- What is required -
Set down exactly the lines of the records from the top to the line containing "- By that, we"; include both.

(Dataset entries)
↓

PR #721, opened 2020-11-11
Improve the docs & shutdown behavior when the node process is terminated

### LINKED ISSUE #719: Suppress error message at shutdown
Every time I close my node.js server with rclnodejs running I get this error message: 

```
.../my-project/node_modules/rclnodejs/index.js:300
      throw new Error('The module rclnodejs has been shutdown.');
      ^

Error: The module rclnodejs has been shutdown.
    at Object.shutdown (.../my-project/node_modules/rclnodejs/index.js:300:13)
    at process.<anonymous> (.../my-project/node_modules/rclnodejs/index.js:412:7)
    at process.emit (events.js:314:20)
```

It originates from here: https://github.com/RobotWebTools/rclnodejs/blob/178c2c7068e9c1961f0db3328ab74a366803340e/index.js#L410-L414

I don't quite get why it is raised in the first place, but anyhow, wouldn't it be better if there was a `rclnodejs.tryShutdown()` method that would be called in that event instead? It would be much like the existing `Context.tryShutdown()`: Don't do anything if the (default) context is already shut down and else shut it down now.

Is such a change welcome? If yes, I can offer to implement it.

felixdivo:
This PR:
- First of all fixes #719.
- Improves the documentation in `rclnodejs/index.js`.

Some other stuff that I noticed and wanted to discuss. In [`rclnodejs/lib/context.js`](https://github.com/RobotWebTools/rclnodejs/blob/develop/lib/context.js):

- [x] 1. Should we remove `Context.shutdownDefaultContext()`? I'd argue that we want to have a `Context.tryShutdownDefaultContext()` too, but that would start to weirdly duplicate stuff. Instead, I'd suggest the following:
    - Delete `Context.shutdownDefaultContext()`, which would now become the barely longer `Context.defaultContext().shutdown()`.
    - By that, we get the "try" version for free, e.g. with `Context.defaultContext().tryShutdown()`.
    - Finally, we should add a check like `if (this === defaultContext) { defaultContext = undefined; }` to `Context.shutdown()`/`Context.tryShutdown()` anyways, as we would miss the cleanup if a user already explicitly chose to shut down the default context. This would, however, make `Context.shutdownDefaultContext()` even more redundant.
    - If we were to implement it like that, would we have a deprecation cycle/notice?
    - It would slightly simplify `_shutdown()` in `rclnodejs/index.js`.
   - ==> Yes, done.
- [x] 2. Shouldn't `defaultContext` be set to `null` instead of `undefined` to explicitly signal that it is absent and not just a typo somewhere? ==> Yes, done.
- [x] 3. I would expect the code `rclnodejs.shutdown()` to shut down *all* existing contexts instead of only the default one. Is that intentional? Is there a will to change that? ==> Okay, I'm convinced to not change things here. We follow rclpy's semantics.
- [x] 4. Shouldn't we call `NodeOptions.defaultOptions` in [`index.js`](https://github.com/RobotWebTools/rclnodejs/blob/develop/index.js#L187) instead of reference that method? I.e. append `()`. ==> Nevermind, didn't know the getter syntax.

EDIT:

- [x] I slightly changed the signature of the `Context` class to better align with that of rclpy. Is that OK? ==> Apparently
- [x] How should the actual `exit()` be done? ==> Will be improved in #720 
- [X] Once all else is done, how should we notify the users of the changes? ==> place it in the release notes

### DIFF
--- a/index.js
+++ b/index.js
@@ -311,7 +311,7 @@ let rcl = {
 
   /**
    * Shuts down the given context by shutting down and destroying all nodes contained within.
-   * Does nothing is the context si already shut down.
+   * Does nothing if the context is already shut down.
    * @param {Context} [context=Context.defaultContext()] - The context to be shutdown.
    * @return {undefined}
    */
--- a/index.js
+++ b/index.js
@@ -178,7 +178,8 @@ let rcl = {
    * @param {string} namespace - The namespace used in ROS, default is an empty string.
    * @param {Context} context - The context, default is Context.defaultContext().
    * @param {NodeOptions} options - The options to configure the new node behavior.
-   * @return {Node} The instance of Node.
+   * @return {Node} A new instance of the specified node.
+   * @throws {Error} If the given context is not registered.
    */
   createNode(
     nodeName,
@@ -211,6 +212,7 @@ let rcl = {
    * @param {Context} context - The context, default is Context.defaultContext().
    * @param {string[]} argv - Process commandline arguments.
    * @return {Promise<undefined>} A Promise.
+   * @throws {Error} If the given context has already been initialized.
    */
   init(context = Context.defaultContext(), argv = process.argv) {
     return new Promise((resolve, reject) => {
@@ -263,6 +265,7 @@ let rcl = {
    * Start to spin the node, which triggers the event loop to start to check the incoming events.
    * @param {Node} node - The node to be spun.
    * @param {number} [timeout=10] - ms to wait, block forever if negative, don't wait if 0, default is 10.
+   * @throws {Error} If the node is already spinning.
    * @return {undefined}
    */
   spin(node, timeout = 10) {
@@ -279,6 +282,7 @@ let rcl = {
    * Execute one item of work or wait until a timeout expires.
    * @param {Node} node - The node to be spun.
    * @param {number} [timeout=10] - ms to wait, block forever if negative, don't wait if 0, default is 10.
+   * @throws {Error} If the node is already spinning.
    * @return {undefined}
    */
   spinOnce(node, timeout = 10) {
@@ -292,15 +296,40 @@ let rcl = {
   },
 
   /**
-   * @param {Context} context - The context to be shutdown.
+   * Shuts down the given context by shutting down and destroying all nodes contained within.
+   * @param {Context} [context=Context.defaultContext()] - The context to be shutdown.
    * @return {undefined}
+   * @throws {Error} If the context is already shut down.
    */
   shutdown(context = Context.defaultContext()) {
     if (this.isShutdown(context)) {
       throw new Error('The module rclnodejs has been shutdown.');
-      return;
+    } else {
+      this._shutdown(context)
     }
+  },
 
+  /**
+   * Shuts down the given context by shutting down and destroying all nodes contained within.
+   * Does nothing is the context si already shut down.
+   * @param {Context} [context=Context.defaultContext()] - The context to be shutdown.
+   * @return {undefined}
+   */
+  tryShutdown(context = Context.defaultContext()) {
+    if (!this.isShutdown(context)) {
+      this._shutdown(context)
+    }
+  },
+
+  /**
+   * Shuts down the given context by shutting down and destroying all nodes contained within.
+   * Does not perform any checks.
+   *
+   * @param {Context} context - The context to be shutdown.
+   * @return {undefined}
+   * @private
+   */
+  _shutdown(context) {
     // shutdown and remove all nodes assigned to context
     this._contextToNodeArrayMap.get(context).forEach((node) => {
       node.stopSpinning();
@@ -317,8 +346,8 @@ let rcl = {
   },
 
   /**
-   * A predictate for testing if a context has been shutdown.
-   * @param {Context} [context=defaultContext] - The context to inspect
+   * A predicate for testing if a context has been shutdown.
+   * @param {Context} [context=Context.defaultContext()] - The context to inspect
    * @return {boolean} Return true if the module is shut down, otherwise return false.
    */
   isShutdown(context = Context.defaultContext()) {
@@ -335,13 +364,13 @@ let rcl = {
   },
 
   /**
-   * Search packgaes which locate under path $AMENT_PREFIX_PATH, regenerate all JavaScript structs files from the IDL of
+   * Search packages which locate under path $AMENT_PREFIX_PATH, regenerate all JavaScript structs files from the IDL of
    * messages(.msg) and services(.srv) and put these files under folder 'generated'. Any existing files under
    * this folder will be overwritten after the execution.
    * @return {Promise<undefined>} A Promise.
    */
   regenerateAll() {
-    // This will trigger to regererate all the JS structs used for messages and services,
+    // This will trigger to regenerate all the JS structs used for messages and services,
     // to overwrite the existing ones although they have been created.
     debug('Begin regeneration of JavaScript code from ROS IDL files.');
     return new Promise((resolve, reject) => {
@@ -359,7 +388,7 @@ let rcl = {
   },
 
   /**
-   * Judge if the topic/service is hidden, see http://design.ros2.org/articles/topic_and_service_names.html#hidden-topic-or-service-names
+   * Judge if the topic/service is hidden (see [the ROS2 design documentation]{@link http://design.ros2.org/articles/topic_and_service_names.html#hidden-topic-or-service-names}).
    * @param {string} name - Name of topic/service.
    * @return {boolean} - True if a given topic or service name is hidden, otherwise False.
    */
@@ -397,10 +426,10 @@ let rcl = {
   },
 
   /**
-   * Create a plain JavaScript by specified type identifier
+   * Create a plain JavaScript from the specified type identifier.
    * @param {string|Object} type -- the type identifier, acceptable formats could be 'std_msgs/std/String'
    *                                or {package: 'std_msgs', type: 'msg', name: 'String'}
-   * @return {Object|undefined} A plain JavaScript of that type
+   * @return {Object|undefined} A plain JavaScript of that type or undefined if the object could not be created
    */
   createMessageObject(type) {
     return this.createMessage(type).toPlainObject();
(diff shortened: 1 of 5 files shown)


felixdivo:
cc @minggangw

index.js
```diff
@@ -292,15 +296,40 @@ let rcl = {
...
 
+  /**
+   * Shuts down the given context by shutting down and destroying all nodes contained within.
+   * Does nothing if the context is already shut down.
+   * @param {Context} [context=Context.defaultContext()] - The context to be shutdown.
+   * @return {undefined}
+   */
+  tryShutdown(context = Context.defaultContext()) {
+    if (!this.isShutdown(context)) {
+      this._shutdown(context);
```
koonpeng: This could still throw if the underlying rcl call fails. Also related to other `@throws` docs, they may throw for other reasons not specified in the doc.

index.js
```diff
@@ -409,14 +438,14 @@ let rcl = {
 
 process.on('SIGINT', () => {
   debug('Catch ctrl+c event and will cleanup and terminate.');
-  rcl.shutdown();
+  rcl.tryShutdown();
   process.exit(0);
```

↑

- Written solution -
PR #721, opened 2020-11-11
Improve the docs & shutdown behavior when the node process is terminated

### LINKED ISSUE #719: Suppress error message at shutdown
Every time I close my node.js server with rclnodejs running I get this error message: 

```
.../my-project/node_modules/rclnodejs/index.js:300
      throw new Error('The module rclnodejs has been shutdown.');
      ^

Error: The module rclnodejs has been shutdown.
    at Object.shutdown (.../my-project/node_modules/rclnodejs/index.js:300:13)
    at process.<anonymous> (.../my-project/node_modules/rclnodejs/index.js:412:7)
    at process.emit (events.js:314:20)
```

It originates from here: https://github.com/RobotWebTools/rclnodejs/blob/178c2c7068e9c1961f0db3328ab74a366803340e/index.js#L410-L414

I don't quite get why it is raised in the first place, but anyhow, wouldn't it be better if there was a `rclnodejs.tryShutdown()` method that would be called in that event instead? It would be much like the existing `Context.tryShutdown()`: Don't do anything if the (default) context is already shut down and else shut it down now.

Is such a change welcome? If yes, I can offer to implement it.

felixdivo:
This PR:
- First of all fixes #719.
- Improves the documentation in `rclnodejs/index.js`.

Some other stuff that I noticed and wanted to discuss. In [`rclnodejs/lib/context.js`](https://github.com/RobotWebTools/rclnodejs/blob/develop/lib/context.js):

- [x] 1. Should we remove `Context.shutdownDefaultContext()`? I'd argue that we want to have a `Context.tryShutdownDefaultContext()` too, but that would start to weirdly duplicate stuff. Instead, I'd suggest the following:
    - Delete `Context.shutdownDefaultContext()`, which would now become the barely longer `Context.defaultContext().shutdown()`.
    - By that, we get the "try" version for free, e.g. with `Context.defaultContext().tryShutdown()`.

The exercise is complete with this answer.